Re: A question about hasing in idutils

2024-03-27 Thread Greg McGary
On Tue, Mar 26, 2024 at 7:25 PM Dmitry Goncharov 
wrote:

> Thank you for a quick response, Greg.
>
> On Tue, Mar 26, 2024 at 4:56 PM Greg McGary  wrote:
> > The code makes no effort to be endian-independent because it is written
> > for in-memory hashing on a uniprocessor or homogeneous multiprocessor.
>
> Do you know of a specific difficulty of making that hashing
> endian-independent?
>

No real difficulty--just some trivial extra code & overhead to swap bytes.


> > Why do the hash keys and table layout need to be consistent across
> > heterogeneous architectures?
>
> In the gnu make there were occurrences when a change was introduced,
> along with a unit test, and tested on little endian.
> Later, someone would run the test on big endian and find out that the
> test fails, because the test expects make to do something (e.g. remove
> temporary files or print targets) in a certain order, and on big
> endian the order turns out to be different due to hashing.
> We'd then fix the test some way or another, until another occurrence.
> So, in the end hashing works well in gnu make. This difference just
> introduces unnecessary maintenance work.
>

This all makes sense. The hash values are exposed indirectly, and the values
matter for unit tests. Thanks for explaining!

G


Re: A question about hasing in idutils

2024-03-26 Thread Dmitry Goncharov
> It should be easy to fix: swap the bytes in sum_get_unaligned_32.

Thanks for the pointer, Andreas.
Will try it out.

regards, Dmitry



Re: A question about hasing in idutils

2024-03-26 Thread Dmitry Goncharov
Thank you for a quick response, Greg.

On Tue, Mar 26, 2024 at 4:56 PM Greg McGary  wrote:
> The code makes no effort to be endian-independent because it is written
> for in-memory hashing on a uniprocessor or homogeneous multiprocessor.

Do you know of a specific difficulty of making that hashing endian-independent?

> Why do the hash keys and table layout need to be consistent across
> heterogeneous architectures?

In the gnu make there were occurrences when a change was introduced,
along with a unit test, and tested on little endian.
Later, someone would run the test on big endian and find out that the
test fails, because the test expects make to do something (e.g. remove
temporary files or print targets) in a certain order, and on big
endian the order turns out to be different due to hashing.
We'd then fix the test some way or another, until another occurrence.
So, in the end hashing works well in gnu make.
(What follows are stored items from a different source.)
PR #1867, opened 2016-08-09
fix broken --from-pr tests

Caylo:


easybuild/tools/github.py
```diff
@@ -383,17 +387,25 @@ def fetch_easyconfigs_from_pr(pr, path=None, github_user=None):
                 _log.info("Downloading %s from %s" % (fn, full_url))
                 download_file(fn, full_url, path=os.path.join(path, patched_file), forced=True)
         else:
-            apply_patch(diff_filepath, path, level=1)
+            apply_patch(diff_filepath, dl_path, level=1)
+
+    if dl_path != path:
+        for eb_file in glob.glob(os.path.join(dl_path, 'easybuild', 'easyconfigs', '*')):
```
boegel: these are not files, but directories, and better use `os.listdir` since we'll symlink all of them anyway

easybuild/tools/github.py
```diff
@@ -348,11 +349,14 @@ def fetch_easyconfigs_from_pr(pr, path=None, github_user=None):
 
     if (stable or pr_data['merged']) and not closed:
         # whether merged or not, download develop
-        path = download_repo(repo=GITHUB_EASYCONFIGS_REPO, branch='develop', path=path)
+        dl_path = download_repo(repo=GITHUB_EASYCONFIGS_REPO, branch='develop', path=path)
```
boegel: I would drop the `path=path`, which will make `download_repo` download `develop` into a separate tmpdir

otherwise we'll have both the `easybuild-easyconfigs-develop/easybuild/easyconfigs` and `a`..`z` dirs intermixed in a single parent directory...

easybuild/tools/github.py
```diff
@@ -383,17 +387,25 @@ def fetch_easyconfigs_from_pr(pr, path=None, github_user=None):
...
-            apply_patch(diff_filepath, path, level=1)
+            apply_patch(diff_filepath, dl_path, level=1)
+
+    if dl_path != path:
+        for eb_file in glob.glob(os.path.join(dl_path, 'easybuild', 'easyconfigs', '*')):
+            os.symlink(eb_file, os.path.join(path, os.path.basename(eb_file)))
+        check_path = dl_path
+
+    else:
+        check_path = path
```
boegel: `dl_path` and `check_path` are now exactly the same thing, and I don't like either name :p

how about changing the definition of `dl_path` to `final_path`, and just use that (no need to introduce another variable for exactly the same thing)

easybuild/tools/github.py
```diff
@@ -31,6 +31,7 @@
 """
 import base64
 import getpass
+import glob
```
boegel: @Caylo unused, please remove

Issue #1869, opened 2016-08-10
bootstrap fails on Travis with Python 2.7.12 due to setuptools version requirement


boegel:
For reasons unclear to me currently, the testing of the bootstrap script is failing on Travis when the tests are being run on top of Python 2.7.12; it appears Travis is rolling out an update of Python that is causing this problem...

```
Traceback (most recent call last):
  File "setup.py", line 59, in <module>
    shared_setup.action_target(PACKAGE)
  File "external_dist_only/shared_setup_dist_only.py", line 1354, in action_target
    vsc_setup().action_target(package, *args, **kwargs)
  File "external_dist_only/shared_setup_dist_only.py", line 1342, in action_target
    setupfn(**x)
  File "/opt/python/2.7.12/lib/python2.7/distutils/core.py", line 111, in setup
    _setup_distribution = dist = klass(attrs)
  File "/tmp/tmploR4yQ/lib/python2.7/site-packages/distribute-0.6.49-py2.7.egg/setuptools/dist.py", line 221, in __init__
    self.fetch_build_eggs(attrs.pop('setup_requires'))
  File "/tmp/tmploR4yQ/lib/python2.7/site-packages/distribute-0.6.49-py2.7.egg/setuptools/dist.py", line 245, in fetch_build_eggs
    parse_requirements(requires), installer=self.fetch_build_egg
  File "/tmp/tmploR4yQ/lib/python2.7/site-packages/distribute-0.6.49-py2.7.egg/pkg_resources.py", line 600, in resolve
    raise VersionConflict(dist,req) # XXX put more info here
pkg_resources.VersionConflict: (setuptools 0.6c11 (/home/travis/virtualenv/python2.7.12/lib/python2.7/site-packages), Requirement.parse('setuptools>=0.7'))
```

boegel:
example of failing Travis test: https://travis-ci.org/hpcugent/easybuild-framework/jobs/151187422

boegel:
temporary fix applied in #1870

riccardomurri:
I too think this is the same issue as #1887 , i.e., `bootstrap_eb.py` depending on the outdated `distribute` package.

boegel:
fixed in #1946, follow-up in #1887

PR #1871, opened 2016-08-10
add support for hiding toolchains

boegel:
wrapper PR for #1683 by @geimer

no changes were made other than syncing the PR branch with current `develop` such that #1869 is included as well, which is required to make Travis happy and make the PR mergeable


boegel:
going in, review was done via #1683 

Thanks @geimer!

PR #1880, opened 2016-08-18
Making the bootstrap script work offline

ocaisa:
Allow people to place the patched `distribute` tarball in `$EASYBUILD_BOOTSTRAP_SOURCEPATH`


easybuild/scripts/bootstrap_eb.py
```diff
@@ -252,7 +252,12 @@ def stage0(tmpdir):
     # We download a custom version of distribute: it uses a newer version of markerlib to avoid a bug (#1099)
     # It's is the source of distribute 0.6.49 with the file _markerlib/markers.py replaced by the 0.6 version of
     # markerlib which can be found at https://pypi.python.org/pypi/markerlib/0.6.0
-    sys.argv.append('--download-base=http://hpcugent.github.io/easybuild/files/')
+    if EASYBUILD_BOOTSTRAP_SOURCEPATH is not None:
+       # Assume we're offline and the file should be available
+       debug("Looking for distribute tarball in EASYBUILD_BOOTSTRAP_SOURCEPATH")
+       sys.argv.append('--download-base=file://' + os.path.abspath(EASYBUILD_BOOTSTRAP_SOURCEPATH) + '/')
```
boegel: @ocaisa currently, not all tarballs *must* be provided in `$EASYBUILD_BOOTSTRAP_SOURCEPATH`, but here you're requiring that they are

How about making this conditional on having the expected tarball there?

boegel:
@ocaisa this is only a partial fix, right? Since you need to make sure `vsc-install` is picked up too?

easybuild/scripts/bootstrap_eb.py
ocaisa: I thought about that but then I said if you were aiming for an offline install then there's no difference, if the file is not there it will fail to get it anyway

boegel: the`$EASYBUILD_BOOTSTRAP_SOURCEPATH` option is not intended exclusively for offline installation, but also for testing the bootstrap mechanism under certain conditions (e.g. with a develop tarball for framework, or with an updated easyblock for EasyBuild itself, etc.)...

ocaisa:
Actually it's a fix, in that it's already stated that `vsc-install` is a requirement of EB in the documentation. If your python doesn't provide it you're not meeting the requirements (and you need to use my super duper triple bootstrap script instead)

boegel:
@ocaisa How does this PR add support to the bootstrap script for picking up a vsc-install tarball? It doesn't yet, right?

ocaisa:
No, that's an install requirement of EasyBuild as I understand things, otherwise you would have implemented it :)

boegel:
Well, no, the `vsc-install` requirement is relatively recent, and since the bootstrap procedure is usually performed online, it hasn't been a bug problem yet.

Enhancing the bootstrap script to also support picking up a vsc-install tarball makes sense.

ocaisa:
So is setuptools, if your underlying python doesn't have setuptools then the final installation of eb also won't work, it will complain about not being able to load `pkg_resources`

boegel:
@ocaisa OK, then that should be taken care of too

ocaisa:
distribute is not included in the installation directory of the bootstrapped EB, but even if it was that's a problem when you want to update EB

ocaisa:
You'd be forced into re-bootstrapping for every EB install

boegel:
@ocaisa Is it worth following up on this, or shall we just close it?

ocaisa:
(tldr) Up to you, I don't mind.

There is no meat to this PR really, just a discussion. Allowing for an offline installation can be required (that was my experience on an OpenPower system which had no internet access), this change was what made it possible for me. 

It would have to be updated based on the current status of the bootstrap script and it's requirements, I don't have the need for that any more so I'm reluctant to commit to trying to make it happen.

boegel:
@ocaisa Do you happen to remember how this is different from the offline support that is already there in the bootstrap script? Cfr. https://easybuild.readthedocs.io/en/latest/Installation.html#offline-bootstrapping-using-supplied-source-tarballs.

There was a fix fairly recently to ensure it fully works offline: https://github.com/easybuilders/easybuild-framework/pull/2517

ocaisa:
So I think basically comes back to whether we need Stage0 or not to be offline, currently it (still) tries to download the patched distribute (see https://github.com/easybuilders/easybuild-framework/blob/develop/easybuild/scripts/bootstrap_eb.py#L436) and will fail if we are offline. That makes setuptools a hard requirement for an offline install...and maybe that is ok?

If you do want fully offline capabilities this fix is potentially valid but it means that you can *only* upgrade EB by rebootstrapping.

ocaisa:
Indeed, having setuptools as a hard requirement for an offline install is probably required looking back at my comment above:
> if your underlying python doesn't have setuptools then the final installation of eb also won't work, it will complain about not being able to load `pkg_resources`

ocaisa:
@boegel You will understand this better than me. Currently, in Stage3 setuptools gets pulled into the installation when the bootscript triggers Stage0. Now if I supply an EasyBuild easyconfig to the bootstrapped eb to do an upgrade (`eb EasyBuild-v4.0.0.eb`), does setuptools also get installed with the new version? If not, the eb command will get broken. If that was the case, the only way to do an upgrade would be to do another bootstrap

ocaisa:
With the work that's going to remove the setuptools dependency this is no longer relevant.

PR #1882, opened 2016-08-19
Add a bootstrap script that can bootstrap Python, EasyBuild and Lmod

ocaisa:


ocaisa:
Relies on #1880 for offline reproducability

ocaisa:
@fgeorgatos Your dream has finally come true

easybuild/scripts/Python_EasyBuild_Lmod_bootstrap.sh
```diff
@@ -0,0 +1,342 @@
...
+  INSTALL_PYTHON_VERSION='2.7.12'
+fi
+# There are our python module dependencies
+setuptools_version='25.2.0'
+setuptools_version_url='https://pypi.python.org/packages/9f/32/81c324675725d78e7f6da777483a3453611a427db0145dfb878940469692/setuptools-25.2.0.tar.gz#md5=a0dbb65889c46214c691f6c516cf959c'
+vscinstall_version='0.10.11'
+vscinstall_version_url='https://pypi.python.org/packages/03/d0/291da76d7da921cf8e70dd7db79b0838e0f633655e8f2dd06093d99ce851/vsc-install-0.10.11.tar.gz'
+# Where do we get the EasyBuild bootstrap script
+#eb_bootstrap_url='https://raw.githubusercontent.com/hpcugent/easybuild-framework/develop/easybuild/scripts/bootstrap_eb.py'
+eb_bootstrap_url='https://raw.githubusercontent.com/ocaisa/easybuild-framework/d2734f33613332ff283b24faabd84a727d7883f9/easybuild/scripts/bootstrap_eb.py'
```
ocaisa: This needs to be removed (and the above uncommented) when #1880 is merged

ocaisa:
The usage is simple: `./Python_EasyBuild_Lmod_bootstrap.sh <Target Dir>`

easybuild/scripts/Python_EasyBuild_Lmod_bootstrap.sh
```diff
@@ -0,0 +1,342 @@
...
+  mkdir -p $sources/TCL_MOD
+  cd $sources
+  # Grab the file from sourceforge
+  download_file $tclmod_url
+  # It has a funky name because of the URL, let's rename appropriately
+  mv modulecmd.tcl*raw $sources/TCL_MOD/modulecmd.tcl
+fi
+chmod +x $sources/TCL_MOD/modulecmd.tcl 
+export PATH=$PATH:$sources/TCL_MOD
+eval `tclsh $(which modulecmd.tcl) sh autoinit`
```
ocaisa: Need to ensure MODULEPATH is defined before doing this

ocaisa:
@boegel Can I get your opinion on something. I ran this on an absolutely minimal system and there are a few issues. First up you need `tcl`, `zlib-devel` and `openssl-devel` to get a functional Python and the ability to use the TCL module command. 
Next is that you need a C++ compiler to pass the sanity checks of `ncurses`, which is a dep of Lua. Then `ncurses` needs to be loaded for Lua to work. I can create an ncurses build that doesn't require C++ and statically link that to Lua with a config option which means this script should work on a bare system with those few packages. The problem would be if there are more things in built with dummy that actually require `g++` to exist (specifically the deps of GCCcore), if so then it's a bit of a waste of time getting around it since the end result is not really functional. Opinion?

ocaisa:
I went ahead and tested, I fall over at `binutils`. I could probably get a build out I think but might be a bit of effort.

ocaisa:
Ok, binutils will build if I disable `ld.gold` so it *is* possible to forego a C++ compiler and build `GCCcore`

ocaisa:
Aw forget it, `GCCcore` is failing now, looks like no way around it

boegel:
@ocaisa the latest versions of `GCC` are (partially) written in C++, so I think you'll have a hard time getting that to build without a C++ compiler on the system...

boegel:
@ocaisa unless you're willing to build on old version of `GCC` (that is still C-only), just to provide working C++ compiler, then you can probably get away with only requiring a C compiler on the system

Issue #2407, opened 2018-02-16
Add hooks executed to the output


damianam:
Wouldn't it make sense to add something like `== running whatever_hook` to the output, so at least it's clear that a hook is being executed?

fgeorgatos:
+1
-- 
echo "sysadmin know better bash than english"|sed s/min/mins/ \
  | sed 's/better bash/bash better/' # signal detected in a CERN forum

boegel:
It's already mentioned in the log, but I guess it doesn't hurt to have it more prominent...

Easy to change in `run_hook` (https://github.com/easybuilders/easybuild-framework/blob/master/easybuild/tools/hooks.py#L160), just add a call to `print_msg` next to the `log.info` call...

boegel:
fixed in #2427

PR #2427, opened 2018-03-06
Print which hook is being executed in the command line output

damianam:
See https://github.com/easybuilders/easybuild-framework/issues/2407


boegel:
@damianam fixed the broken test and made the output a bit prettier in https://github.com/damianam/easybuild-framework/pull/12

boegel:
Thanks @damianam!

PR #2432, opened 2018-03-08
determine whether included easyblocks are generic or not based on class they define

boegel:
fix or #1964

cc @damianam, @pescobar

### DIFF
--- a/easybuild/tools/include.py
+++ b/easybuild/tools/include.py
@@ -145,7 +145,7 @@ def verify_imports(pymods, pypkg, from_path):
 
 def is_software_specific_easyblock(module):
     """Determine whether Python module at specified location is a software-specific easyblock."""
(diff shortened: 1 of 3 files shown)


easybuild/tools/include.py
```diff
@@ -142,6 +143,11 @@ def verify_imports(pymods, pypkg, from_path):
         _log.debug("Import of %s from %s verified", pymod_spec, from_path)
 
 
+def is_software_specific_easyblock(module):
+    """Determine whether Python module at specified location is a software-specific easyblock."""
+    return bool(re.search('^class EB_.*\(.*\):$', read_file(module), re.M))
```
wpoely86: keep accidental trailing whitespace in mind?

boegel: Makes sense, done

PR #2434, opened 2018-03-10
avoid that '--inject-checksums' adds lines longer than 120 characters

smoors:
if the line is too long, put the comment in a separate line before the checksum.


boegel:
@smoors We should do the same for checksums for extensions, and also enhance the existing test for `--inject-checksums` to cover the new code. I looked into this, see https://github.com/smoors/easybuild-framework/pull/1, please review/merge to update this PR.

easybuild/framework/easyblock.py
```diff
@@ -3045,7 +3053,15 @@ def inject_checksums(ecs, checksum_type):
...
-                                exts_list_lines.append("%s'%s',  # %s" % (INDENT_4SPACES * 3, checksum, fn))
+                                line_indent = INDENT_4SPACES * 3
+                                ext_checksum_line = "%s'%s',  # %s" % (line_indent, checksum, fn)
+                                if len(ext_checksum_line) > MAX_LINE_LENGTH:
+                                    exts_list_lines.extend([
+                                        "%s# %s" % (line_indent, fn),
+                                        "%s'%s'," % (line_indent, checksum),
+                                    ])
+                                else:
+                                    exts_list_lines.append(ext_checksum_line)
```
boegel: @smoors This diff makes it really stand out that this is a whole bunch of duplicate code, which we should avoid...

We should look into adding an (inner?) function that takes care of this once, for a specified indent level, so we can use it in both situations...

Let me know if you're up for looking into that or not.

test/framework/easyblock.py
```diff
@@ -847,27 +847,28 @@ def test_fetch_patches(self):
...
         eb.fetch_patches()
         self.assertEqual(len(eb.patches), 2)
-        self.assertEqual(eb.patches[0]['name'], 'toy-0.0_typo.patch')
+        self.assertEqual(eb.patches[0]['name'], 'toy-0.0_fix-silly-typo-in-printf-statement.patch')
         self.assertFalse('level' in eb.patches[0])
 
         # reset
         eb.patches = []
 
+        toy_patch = 'toy-0.0_fix-silly-typo-in-printf-statement.patch'
```
boegel: This one should be moved up I guess so `toy_patch` can also be used above in this test, I overlooked that.

easybuild/framework/easyblock.py
smoors: ok, I will look into it.

boegel:
Thanks a lot for looking into this @smoors!

PR #2438, opened 2018-03-14
loosen commit message requirements w.r.t. to patches as long as all easyconfigs are new

migueldiascosta:
It seems to me that as long as all easyconfigs are new, the commit message could still be automatically generated

If a new patch being added applies to an existing easyconfig, that easyconfig would need to be modified so a meaningful commit message is still needed, this change only affects the cases where all easyconfig files are new

do close if I'm missing something

### DIFF
--- a/easybuild/tools/github.py
+++ b/easybuild/tools/github.py
@@ -689,9 +689,9 @@ def _easyconfigs_pr_common(paths, ecs, start_branch=None, pr_branch=None, start_
     if commit_msg:
         cnt = len(file_info['paths_in_repo'])
         _log.debug("Using specified commit message for all %d new/modified easyconfigs at once: %s", cnt, commit_msg)
-    elif all(file_info['new']) and not paths['patch_files'] and not paths['files_to_delete']:
+    elif all(file_info['new']) and not paths['files_to_delete']:
         # automagically derive meaningful commit message if all easyconfig files are new
-        commit_msg = "adding easyconfigs: %s" % ', '.join(os.path.basename(p) for p in file_info['paths_in_repo'])
+        commit_msg = "adding easyconfigs: %s" % ', '.join(os.path.basename(p) for p in file_info['paths_in_repo']+paths['patch_files'])
     else:
         raise EasyBuildError("A meaningful commit message must be specified via --pr-commit-msg when "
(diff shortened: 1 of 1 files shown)


boegel:
@migueldiascosta This makes sense to me, I've found the current behaviour rather annoying and unnecessary myself... :)

We need to be a bit careful when changing `tools/github.py`, since most of the relevant tests for that module are effectively being skipped for PRs (because the GitHub token is not available to prevent that  is being leaked).

I'll run the `github` subsuite myself with this change, and maybe try to enhance the tests to check that this behaviour is retained.

boegel:
No problems with tests, so this is good to go imho. Thanks @migueldiascosta!

boegel:
Ugh, seems like I wasn't careful enough, I didn't check the GitHub-related tests in `test/options.py`...

@migueldiascosta Can you look into fixing this broken test?

```
FAIL: Test use of --new-pr (dry run only).
  File "/tmp/353536935/lib/python2.6/site-packages/easybuild_framework-3.6.0.dev0-py2.6.egg/test/framework/options.py", line 2508, in test_new_update_pr
    self.assertErrorRegex(EasyBuildError, error_msg, self.eb_main, args, raise_error=True, testing=False)
  File "/home/travis/virtualenv/python2.6.9/lib/python2.6/site-packages/vsc_install-0.10.32-py2.6.egg/vsc/install/testing.py", line 122, in assertErrorRegex
    self.assertTrue(False, "Expected errors with %s(%s) call should occur" % (call.__name__, str_args))
AssertionError: Expected errors with eb_main(['--new-pr', '--github-user=easybuild_test', '/tmp/eb-OQQvWe/eb-qGd7yf/eb-QxtCZq/toy.eb', '-D', '--disable-cleanup-tmpdir', '--git-working-dirs-path=/tmp/eb-OQQvWe/eb-qGd7yf/eb-QxtCZq/eb-k2lenT/eb-uNqV__/git-working-dir8H5nMe', '/tmp/353536935/lib/python2.6/site-packages/easybuild_framework-3.6.0.dev0-py2.6.egg/test/framework/sandbox/sources/toy/toy-0.0_fix-silly-typo-in-printf-statement.patch'], raise_error=True, testing=False) call should occur
```

boegel:
broken test fixed in #2443

PR #2442, opened 2018-03-15
add force_in_dry_run=True to copy_file in copy_patch_files

### LINKED ISSUE #2334: --new/update-pr fails in extended dry run mode when adding a patch file
When running `--update-pr -x` and adding a new patch file, it fails saying it cannot find the patch file, which should have been copied to the temp dir. But the actual `--update-pr` works, so `-x` must be disabling the copy?

Additionally, doing the same to submit changes to a patch, dry run mode doesn't show the changes to the patch file, although the actual `--update-pr` does submit them.

migueldiascosta:
fixes #2334


boegel:
@migueldiascosta We should look into covering this bug (fix) in the tests so it's not re-introduced?

PR #2443, opened 2018-03-15
 test for custom commit message when deleting a file instead of when adding a patch

migueldiascosta:
fixes broken test introduced by #2438


boegel:
fix confirmed, see https://travis-ci.org/easybuilders/easybuild-framework/builds/353717946

PR #2446, opened 2018-03-16
Replace raw strings with bytes literal as iterator sentinels in checksum calculation

vanzod:
When porting the same construct in Python 3, the use of `r''` as iterator sentinel result in an infinite loop.
This can be solved by replacing it with a bytes literal.

### DIFF
--- a/easybuild/tools/filetools.py
+++ b/easybuild/tools/filetools.py
@@ -154,7 +154,7 @@ class ZlibChecksum(object):
     """
     def __init__(self, algorithm):
         self.algorithm = algorithm
-        self.checksum = algorithm(r'')  # use the same starting point as the module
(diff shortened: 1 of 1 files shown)


boegel:
tests fail, but for a reason unrelated to this PR, follow up in #2447 ...

boegel:
Based on https://docs.python.org/2/whatsnew/2.6.html#pep-3112-byte-literals and this:

```
$ python
Python 2.7.5 (default, Aug  4 2017, 00:39:18)
[GCC 4.8.5 20150623 (Red Hat 4.8.5-16)] on linux2
>>> r'' == b''
True
```

+ the passing tests, this is good to go. One tiny step towards supporting Python 3... Thanks @vanzod!

PR #2448, opened 2018-03-16
(just another test for houndci)

boegel:


boegel:
oops, wrong target branch...

PR #2452, opened 2018-03-19
flesh out common code blocks in test/framework/options.py

migueldiascosta:


test/framework/options.py
```diff
@@ -2433,6 +2433,27 @@ def test_fixed_installdir_naming_scheme(self):
         app.gen_installdir()
         self.assertTrue(app.installdir.endswith('software/toy/0.0'))
 
+    def _assert_regexs(self, regexs, txt, assert_true=True):
+        for regex in regexs:
```
boegel: @migueldiascosta Please include a docstring when adding methods

test/framework/options.py
```diff
@@ -2433,6 +2433,27 @@ def test_fixed_installdir_naming_scheme(self):
...
+            regex = re.compile(regex, re.M)
+            if assert_true:
+                self.assertTrue(regex.search(txt), "Pattern '%s' found in: %s" % (regex.pattern, txt))
+            else:
+                self.assertFalse(regex.search(txt), "Pattern '%s' NOT found in: %s" % (regex.pattern, txt))
+
+    def _run_mock_eb(self, args, stdout=True, stderr=False, do_build=False, raise_error=False, verbose=False, testing=False, strip=False):
```
boegel: @migueldiascosta Please include a docstring when adding methods

boegel: Also, why not always mock both `stdout` and `stderr`?

I would remove the `stdout` & `stderr` named arguments in this method, and always mock & return both?

test/framework/options.py
```diff
@@ -3570,13 +3479,7 @@ def test_force_download(self):
...
         ]
-        self.mock_stdout(True)
-        self.mock_stderr(True)
-        self.eb_main(args, raise_error=True, verbose=True, do_build=True)
-        stdout = self.get_stdout().strip()
-        stderr = self.get_stderr().strip()
-        self.mock_stdout(False)
-        self.mock_stderr(False)
+        stdout, stderr = self._run_mock_eb(args, do_build=True, raise_error=True, verbose=True, strip=True)
         self.assertEqual(stdout, '')
```
migueldiascosta: @boegel this is failing, but I don't understand, why should `stdout` be empty?

It doesn't fail without the new helper method, so I must be missing something...

boegel:
@migueldiascosta `testing` is `True` by default in `eb_main`, but in your utility function `_run_mock_eb` it's set to `False` by defaut.

With `testing=True`, you don't get the "step" `==` lines printed to `stdout`.

So, you can fix this by using `testing=True` in your call to `_run_mcok_` in `test_force_download`, I think.

migueldiascosta:
@boegel yes, I had noticed that just now, sorry about that :)

migueldiascosta:
inverting the default behaviour was not a brilliant idea...

boegel:
@migueldiascosta I agree, it's probably better to use `testing=False` as default in `_run_mock_eb` just like in `eb_main` to avoid confusion in the future as well?

migueldiascosta:
@boegel you mean `testing=True` by default, right? (it's already confusing :) ) - will do

boegel:
@migueldiascosta Yes, I just confirmed my own statement. I indeed mean `testing=False` in `_run_mock_eb`.

No `True`, I mean `testing=True`! ;-)

boegel:
Thanks for the effort @migueldiascosta!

This difference just
introduces unnecessary maintenance work.

regards, Dmitry



Re: A question about hasing in idutils

2024-03-26 Thread Greg McGary
On Mon, Mar 25, 2024 at 6:17 PM Dmitry Goncharov 
wrote:

> Good morning.
>
> The hash table from id utils from imported to gnu make.
> This hash table hashes the same string to different brackets on little
> and big endian.
> Can you please shed some light why there needs to be this difference
> in hashing on little and big endian?


Hi Dmitry,

The code makes no effort to be endian-independent because it is written
for in-memory hashing on a uniprocessor or homogeneous multiprocessor.
Why do the hash keys and table layout need to be consistent across
heterogeneous architectures? Are any of the caches now persistent or shared?

It's been decades since I wrote that hashing code. It is hacky and ad-hoc,
though effective. If you get better performance from another hashing
library,
feel free to replace it.

G


Re: A question about hasing in idutils

2024-03-26 Thread Andreas Schwab
On Mär 25 2024, Dmitry Goncharov wrote:

> The hash table from id utils from imported to gnu make.
> This hash table hashes the same string to different brackets on little
> and big endian.
> Can you please shed some light why there needs to be this difference
> in hashing on little and big endian?

It should be easy to fix: swap the bytes in sum_get_unaligned_32.

-- 
Andreas Schwab, SUSE Labs, sch...@suse.de
GPG Key fingerprint = 0196 BAD8 1CE9 1970 F4BE  1748 E4D4 88E3 0EEA B9D7
"And now for something completely different."